*WHAT THE EXERCISE ASKS*: Lines in which "cksnp" appears should be pulled from the data below.

*LISTED RECORDS*:

PR #1327, opened 2023-08-22
Add com.snowplowanalytics.snowplow/cross_navigation/jsonschema/1-0-0

### LINKED ISSUE #1326: Add com.snowplowanalytics.snowplow/cross_navigation/jsonschema/1-0-0

igneel64:
Add schema for cross-domain, cross-platform, app-web/web-app navigations. This schema is going to be used in both web and mobile implementations. Also expecting enrich changes.

(close #1326)

### DIFF
--- a/schemas/com.snowplowanalytics.snowplow/cross_navigation/jsonschema/1-0-0
+++ b/schemas/com.snowplowanalytics.snowplow/cross_navigation/jsonschema/1-0-0
@@ -1,0 +1,68 @@
+{
+    "$schema": "http://iglucentral.com/schemas/com.snowplowanalytics.self-desc/schema/jsonschema/1-0-0#",
+    "description": "Schema for a user and session identifiers entity included in cross platform or cross domain navigation.",
+    "self": {
+        "vendor": "com.snowplowanalytics.snowplow",
+        "name": "cross_navigation",
+        "format": "jsonschema",
+        "version": "1-0-0"
+    },
+    "type": "object",
+    "properties": {
+        "user_id": {
+            "description": "The business user ID, the user was identified in the source app.",
+            "type": [
+                "null",
+                "string"
+            ],
+            "maxLength": 4096
+        },
+        "domain_user_id": {
+            "type": "string",
+            "maxLength": 128,
+            "description": "Domain user ID of the source app from which a link was followed. The corresponding atomic property is named refr_domain_userid."
+        },
+        "session_id": {
+            "type": [
+                "null",
+                "string"
+            ],
+            "format": "uuid",
+            "description": "Session ID of the source app from which a link was followed."
+        },
+        "timestamp": {
+            "description": "Timestamp of the link click in the source app which triggered this navigation. The corresponding atomic property is named refr_dvce_tstamp.",
+            "type": "string",
+            "format": "date-time"
+        },
+        "source_id": {
+            "type": [
+                "null",
+                "string"
+            ],
+            "maxLength": 4096,
+            "description": "ID of the source app where the link that started this navigation originated from."
+        },
+        "source_platform": {
+            "type": [
+                "null",
+                "string"
+            ],
+            "enum": ["web", "mob", "pc", "srv", "app" , "tv", "cnsl" ,"iot", null],
+            "description": "Platform of the source app (e.g., mobile, web, tablet app)."
+        },
+        "reason": {
+            "description": "Cross navigation linking information/identifier.",
+            "type": [
+                "null",
+                "string"
+            ],
+            "maxLength": 4096
+        }
+    },
+    "required": [
+        "domain_user_id",
+        "timestamp"
+    ],
+    "additionalProperties": false
+}


schemas/com.snowplowanalytics.snowplow/cross_navigation/jsonschema/1-0-0
```diff
@@ -0,0 +1,70 @@
...
+                "string"
+            ],
+            "maxLength": 1024,
+            "description": "ID of the source app where the link that started this navigation originated from."
+        },
+        "source_platform": {
+            "type": [
+                "null",
+                "string"
+            ],            "enum": ["web", "mob", "pc", "srv", "app" , "tv", "cnsl" ,"iot", null],
```
matus-tomlein, line 53: Nit: this needs a line break.

matus-tomlein (approved):
LGTM!

schemas/com.snowplowanalytics.snowplow/cross_navigation/jsonschema/1-0-0
igneel64: Stupid VSCode auto format-spacing!

schemas/com.snowplowanalytics.snowplow/cross_navigation/jsonschema/1-0-0
```diff
@@ -0,0 +1,71 @@
...
+            "type": [
+                "null",
+                "string"
+            ],
+            "maxLength": 4096
+        }
+    },
+    "required": [
+        "domain_user_id",
+        "timestamp"
```
adatzer, line 68: The `timestamp` can be of type `null` so i thought it would be optional. Is there a reason why it is required?

schemas/com.snowplowanalytics.snowplow/cross_navigation/jsonschema/1-0-0
```diff
@@ -0,0 +1,71 @@
...
+        },
+        "session_id": {
+            "type": [
+                "null",
+                "string"
+            ],
+            "format": "uuid",
+            "description": "Session ID of the source app from which a link was followed."
+        },
+        "timestamp": {
```
adatzer, line 33: The corresponding atomic property is named `refr_dvce_tstamp`. We don't have to use the same name, but wondering whether being consistent has some advantage. In addition, for this case in particular the atomic name seems a bit more descriptive than just `timestamp`.

schemas/com.snowplowanalytics.snowplow/cross_navigation/jsonschema/1-0-0
```diff
@@ -0,0 +1,71 @@
...
+    "properties": {
+        "user_id": {
+            "description": "The business user ID, the user was identified in the source app.",
+            "type": [
+                "null",
+                "string"
+            ],
+            "maxLength": 4096
+        },
+        "domain_user_id": {
```
adatzer, line 20: Here as well, the corresponding atomic property is named `refr_domain_userid` in case we'd want to use that.

schemas/com.snowplowanalytics.snowplow/cross_navigation/jsonschema/1-0-0
```diff
@@ -0,0 +1,71 @@
...
+            "type": "string",
+            "maxLength": 36,
```
adatzer, line 22: The maxLength needs to be at least 128 ([as is the `refr_domain_userid`](https://github.com/snowplow/iglu-central/blob/0d08c92ebde14b77c2f191b64622ac088c70f230/schemas/com.snowplowanalytics.snowplow/atomic/jsonschema/1-0-0#L449)).

schemas/com.snowplowanalytics.snowplow/cross_navigation/jsonschema/1-0-0
```diff
@@ -0,0 +1,71 @@
...
+                "string"
+            ],
+            "format": "date-time"
+        },
+        "source_id": {
+            "type": [
+                "null",
+                "string"
+            ],
+            "maxLength": 1024,
```
adatzer, line 46: why not 4096 ? :rocket:

schemas/com.snowplowanalytics.snowplow/cross_navigation/jsonschema/1-0-0
```diff
@@ -0,0 +1,71 @@
...
+            "description": "Cross navigation linking information/identifier.",
+            "type": [
+                "null",
+                "string"
+            ],
+            "maxLength": 4096
+        }
+    },
+    "required": [
+        "domain_user_id",
```
adatzer, line 67: Do we really need `domain_user_id` as required? For example, what if only `user_id` is available? Should that be considered a reason to invalidate the event?

schemas/com.snowplowanalytics.snowplow/cross_navigation/jsonschema/1-0-0
matus-tomlein: Have missed this before, but we should not have any nullable required properties (we have a few schemas like this and it's causing us problems). If we go based on the current tracking implementation, I think the `timestamp` should be required but should not be nullable – it is a required property for cross-domain tracking along with the domain user id.

But I am also happy if we decide to remove the required properties and make everything nullable and optional in the schema. I can imagine that in the future we might add an option to track the session ID in cross navigation without tracking the domain user ID. Not sure under which case we would not track the timestamp, but can't rule it out completely.

matus-tomlein: Decision: make it not nullable and required

adatzer (approved):
Looks good to me!

spenes (approved):
LGTM!

matus-tomlein:
Cherry picked to R152

PR #1399, opened 2024-03-28
Add com.snowplowanalytics.snowplow/event_specification/jsonschema/1-0-2

### LINKED ISSUE #1398: Add com.snowplowanalytics.snowplow/event_specification/jsonschema/1-0-2
Add `data_product_id` and `data_product_name` to the event specification context.

igneel64:
(close #1398)


schemas/com.snowplowanalytics.snowplow/event_specification/jsonschema/1-0-2
```diff
@@ -0,0 +1,41 @@
...
+      "description": "Name for the event specification that the event adheres to",
+      "type": "string",
+      "maxLength": 256,
+      "minLength": 1
+    },
+    "data_product_id": {
+      "description": "Identifier for the data product that the event specification belongs to",
+      "type": "string",
+      "maxLength": 256,
+      "minLength": 36
```
cksnp, line 27: I know these are UUIDs right now, but let's keep it to '1' like we've done for event spec IDs?
BTW, I'm not sure if it would break the loader, but if not I'm thinking perhaps we should make that one's max length 256 as well.

cksnp (changes requested):

schemas/com.snowplowanalytics.snowplow/event_specification/jsonschema/1-0-2
igneel64: 👍 
Will change `data_product_id` minLength to 1.
By "that one's max length 256 as well." you mean the `id` ?

cksnp: Yup, the event spec ID max length which I've originally set to 254 but have no recollection why :D

igneel64: Reflexively I would consider this a breaking change since the in some DBs `string` with maxLength is translated as CHAR(N). 

Do you think it is worth moving to 2-0-0 now ?

cksnp: Nahhh not worth it. So let's leave 254 for now and we revise when the time for 2-0-0 comes. We'll have to make those other fields required at some point I guess.

cksnp (approved):

PR #1400, opened 2024-04-02
Release/r157

jbeemster:


igneel64 (approved):

schemas/com.snowplowanalytics.snowplow/event_specification/jsonschema/1-0-2
```diff
@@ -0,0 +1,41 @@
...
+    },
+    "data_product_id": {
+      "description": "Identifier for the data product that the event specification belongs to",
+      "type": "string",
+      "maxLength": 256,
+      "minLength": 1
+    },
+    "data_product_name": {
+      "description": "Name for the data product that the event specification belongs to",
+      "type": "string",
```
matus-tomlein, line 31: Shouldn't we make this and the other properties (except for `id`) accept null since they are not required?

matus-tomlein (approved):
LGTM!

Had a nitpick about accepting null in the properties, but that was the case also in the previous versions of the schema, so not a blocker.

cksnp (approved):

schemas/com.snowplowanalytics.snowplow/event_specification/jsonschema/1-0-2
igneel64: 👍 
Done _(In general we do not expect this to happen since these contexts would be autogenerated with all the information but let's opt for correctness)_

*OUTPUT FOR THIS TASK*:
cksnp, line 27: I know these are UUIDs right now, but let's keep it to '1' like we've done for event spec IDs?
cksnp (changes requested):
cksnp: Yup, the event spec ID max length which I've originally set to 254 but have no recollection why :D
cksnp: Nahhh not worth it. So let's leave 254 for now and we revise when the time for 2-0-0 comes. We'll have to make those other fields required at some point I guess.
cksnp (approved):
cksnp (approved):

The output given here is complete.